> DESCRIPTION OF THE TASK:
The answer must consist of every line in the data that contains "steps".

> DATA TO PROCESS:
PR #430, opened 2021-11-19
plugins: configuration-as-code and pipeline-utility-steps

jmarrero:
Update configuration-as-code to 1.54 as it prevented the
Credentials Plugin as others from loading.

Adding pipeline-utility-steps 2.9.0 as is required for the current
Jenkins version to run the pipelines.

Add the coreos-ci-lib global library to the configmap.

### DIFF
--- a/jenkins/config/coreos-ci-lib.yaml
+++ b/jenkins/config/coreos-ci-lib.yaml
@@ -1,0 +1,11 @@
+unclassified:
+  globalLibraries:
+    libraries:
+      - name: "coreos-ci-lib"
+        defaultVersion: main
+        implicit: true
+        retriever:
+          modernSCM:
+            scm:
+              git:
+                remote: "https://github.com/coreos/coreos-ci-lib.git"
--- a/Jenkinsfile
+++ b/Jenkinsfile
@@ -1,5 +1,3 @@
-@Library('github.com/coreos/coreos-ci-lib@main') _
-
 import org.yaml.snakeyaml.Yaml;
 
 def pipeutils, streams, official, official_jenkins, developer_prefix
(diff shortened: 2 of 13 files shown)


dustymabe (approved):
trivial LGTM - will let jlebon have the final looksie

jenkins/config/coreos-ci-lib.yaml
```diff
@@ -0,0 +1,11 @@
+unclassified:
+  globalLibraries:
+    libraries:
+      - name: "github.com/coreos/coreos-ci-lib"
```
jlebon, line 4: Shouldn't this just be e.g. `coreos-ci-lib`?

jlebon (approved):
One comment, but LGTM overall. Thanks!

jenkins/config/coreos-ci-lib.yaml
jmarrero: The error I got said: `ERROR: Could not find any definition of libraries [github.com/coreos/coreos-ci-lib@main]` changing this to `github.com/coreos/coreos-ci-lib` made the pipeline move. I can try with `coreos-ci-lib` and report back what happens.

jmarrero: tested with coreos-ci-lib and it also works. Updated

jlebon (approved):

jlebon:
@jmarrero Mind recreating the configmap and killing the Jenkins pod in the prod environment? Otherwise I think jobs referencing coreos-ci-lib helpers will start failing.

jmarrero:
@jlebon sure thing

PR #432, opened 2021-11-22
manifest/pipeline: set cosa referencePolicy to `local`

jlebon:
That way we use the latest pulled cosa image in the internal registry,
which shouldn't be very out of date. This also avoids race conditions
during quay.io rebuilds.


dustymabe (approved):
LGTM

> RESULT OF THIS TASK:
plugins: configuration-as-code and pipeline-utility-steps
Adding pipeline-utility-steps 2.9.0 as is required for the current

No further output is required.